Segundo Sérgio, o barulho cessa por poucas horas.
"Normalmente, entre a uma e as cinco da manhã não há ruído. De resto, existe sempre", afirma, acrescentando que "o ruído dos aviões, quando se está perto, é maior do que um carro a passar em alta velocidade, é maior do que uma buzina, é maior do que uma ambulância". "Portanto, é um som muito alto."
Também Catarina, que vive na ponta oposta do bairro, garante que "é como viver ao lado de uma fábrica, em termos de ruído".
"Ouço o ruído em permanência dos aviões na pista. E eu agora pergunto quem é que paga a conta. Isto devia ser a Aeroportos a pagar este investimento", defende.
Para esta moradora, "o sono não é completamente descansado e o usufruto, quer do espaço interior da casa, quer do espaço exterior da varanda, fica completamente prejudicado, assim como o usufruto do espaço público".
"Portanto, andar na rua, em algumas zonas aqui do bairro de Alvalade, é de facto uma dificuldade. Não se consegue manter uma conversa, tem de se interromper de três em três minutos, que é o ritmo a que passam os aviões durante o dia", descreve, lembrando que os moradores das zonas mais afetadas podem também ter problemas de saúde graves porque "entra o cheiro do combustível do avião" e "muitas partículas".
Sérgio garante que quem mora no bairro "sabe que isto faz mal". "Sabe que o ruído faz mal, causa doenças, causa hipertensão, esse tipo de problemas. E também sabe que a poluição atmosférica faz mal."
A proximidade do aeroporto prejudica não só a saúde, mas também o valor dos imóveis e muito mais.
Catarina diz mesmo que "há alguns aviões que fazem um ruído tal que as janelas não são suficientes, o ruído atravessa as paredes".
Já Sérgio fala em "pequenos sismos". "Há uma vibração na casa. Dá uma pequena vibração. É como se fosse um pequeno sismo. Agora quando foi o sismo eu acordei e não sabia o que estava a passar. Olhei para o relógio, cinco e um quarto e eu pensei que foi um avião."
Para Sérgio, investir na insonorização da casa acabou por ser a melhor opção. "Já comprei para o quarto a melhor porta de varanda que eu encontrei no mercado, reforçada com os vidros silêncio, etc. Já gastei algum dinheiro e estou a pensar até em gastar mais e pôr outra porta por fora."

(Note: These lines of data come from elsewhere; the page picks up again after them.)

PR #953, opened 2026-09-03
fix(actix-server): clean up acceptor and worker threads on drop

### LINKED ISSUE #3765: Server never releases open ports
Thank you for the awesome work of actix-web authors!

## Context

Trying to create a reliable application, I was using the strategy to react to unrecoverable errors by reinitializing the whole application and retry the workflow preventing a whole shutdown and process restart. The implementation went just fine until I had to add a webserver as an optional feature. No matter how I tried to shut down the HttpServer, the bound ports were never released, preventing the application from properly reinitializing.

The only related discussion I've found was in https://github.com/actix/actix-web/discussions/3025 .

## Expected Behavior

There should be a way to properly close the server and release the Http(s) ports bound during server initialization.
Consequently, server instances initialized later should be able to successfully bind it again.

## Current Behavior

No matter how I tried closing the server by dropping the server instance, shutting it down with a `ServerHandle.stop()`, etc, the port was always kept bound. 

## Possible Solution

Maybe there is already a proper way to unbind the port, but I haven't found it anywhere in the docs as well. If it's not present yet, I think it should be added and documented.

## Your Environment

I am using rustc 1.86 with actix-web 4.11.

Sruhvx-jpg:
Dropping or cancelling a `Server` future detached the background acceptor OS thread without stopping it, leaving listening TCP sockets open and causing subsequent binds to fail with `EADDRINUSE`.

Huge thanks to **Istvan Zolyomi** (@izolyomi) for isolating and reporting this bug in https://github.com/actix/actix-web/issues/3765, where dropped/cancelled servers left ports permanently bound in resilient reinitialization workflows.

### Summary of Changes
- Implements `Drop for ServerInner` to wake the acceptor's `mio::Poll` loop, stop workers, and join the thread so socket file descriptors are closed and the port is freed immediately.
- Adds an integration test ensuring cancelled server tasks release ports immediately.
- Adds changelog entry in `actix-server/CHANGES.md` (crediting @izolyomi).

Fixes https://github.com/actix/actix-web/issues/3765
Refs https://github.com/actix/actix-web/discussions/3025
Reported-by: @izolyomi

### DIFF
--- a/actix-server/CHANGES.md
+++ b/actix-server/CHANGES.md
@@ -2,6 +2,8 @@
 
 ## Unreleased
 
+- Clean up acceptor and worker threads when `Server` is dropped or cancelled, immediately releasing bound listening sockets and ports. Reported by Istvan Zolyomi ([@izolyomi](https://github.com/izolyomi)).
+
 ## 2.9.1
 
 - Fix race condition where accept thread shutdown cause cause workers to be dropped prematurely.
--- a/actix-server/src/server.rs
+++ b/actix-server/src/server.rs
@@ -386,3 +386,21 @@ impl Stream for ServerEventMultiplexer {
         this.cmd_rx.poll_recv(cx)
     }
 }
+
+impl Drop for ServerInner {
+    fn drop(&mut self) {
+        if !self.stopping {
+            self.stopping = true;
+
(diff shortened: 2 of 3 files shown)


robjtede:
superseded by #966 

thanks for the contribution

Catarina foi ainda mais longe. Tem dois caixilhos de vidros duplos em cada janela. Foram 10 mil euros pagos do próprio bolso. "Era impossível, mesmo com as janelas que eu tinha, ter qualidade de vida dentro de casa. Portanto, aí melhorou bastante. Foi um investimento avultado que devia ser pago pela ANA Aeroportos."

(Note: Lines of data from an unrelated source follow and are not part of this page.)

PR #157, opened 2017-04-05
Improve readability of .travis.yml

jslee02:


jslee02:
> But I don't like the extra spaces at the start of list items. This doesn't match the style I've seen in most YAML files.

Hm, I thought adding indentation is the convention: [here](http://www.yaml.org/spec/1.2/spec.html), [here](https://en.wikipedia.org/wiki/YAML). If there is the strict convention there, I would like to follow it!

psigen:
@jslee02 is correct that most YAML linters and the documentation suggests that indenting before the `-` in lists is the convention.

However, annoyingly, `.travis.yml` autogeneration (i.e. running something like `travis setup releases` from their CLI) seems to follow the convention that these items are _not_ indented.  I think this is why many `.travis.yml` files end up following this convention.  Both are readable by most parsers.

psigen:
Actually, it looks like even the YAML spec is ambiguous about this, as it has non-indented examples as well.
http://www.yaml.org/spec/1.2/spec.html#id2802802
http://www.yaml.org/spec/1.2/spec.html#id2772312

E quando parecia que a situação não podia piorar, eis que o Governo surpreende. Atualmente, o aeroporto regista mais de 600 movimentos por dia, cerca de 38 voos por hora, mas o plano do Executivo é aumentar a capacidade 20% até que o novo aeroporto em Alcochete esteja operacional. Em vez de 38 passaríamos a ter 45 movimentos por hora.
"Em cima de tudo o que tem acontecido, virem-nos falar de aumentarem mais de 20% os voos, escandaliza-nos, não é? Estão-nos a dizer: vai piorar."
Acácio Pires, responsável de políticas públicas da Associação ZERO, diz que "terá de haver uma avaliação de impacto ambiental sobre um eventual projeto". "E, por isso, julgamos que essa avaliação de impacto ambiental vai demonstrar a inviabilidade do projeto."
Catarina e Sérgio fazem parte da associação Aeroporto Fora Lisboa Melhora, em que defendem o encerramento do Aeroporto Humberto Delgado e, até que isso seja possível, a diminuição do número de voos diários, sobretudo no período noturno. A Zero contabilizou os voos noturnos entre a meia-noite e as seis da manhã durante as últimas duas semanas: 297 movimentos, mais 115 do que o permitido por lei. Segundo a associação, o limite de voos noturnos é violado sistematicamente.
A Câmara de Lisboa discute esta terça-feira a proposta do Governo numa reunião pública pedida pelo PS e que conta com várias entidades convidadas, incluindo a Agência Portuguesa do Ambiente. Contactada pela TVI, a ANA Aeroportos remeteu-se ao silêncio.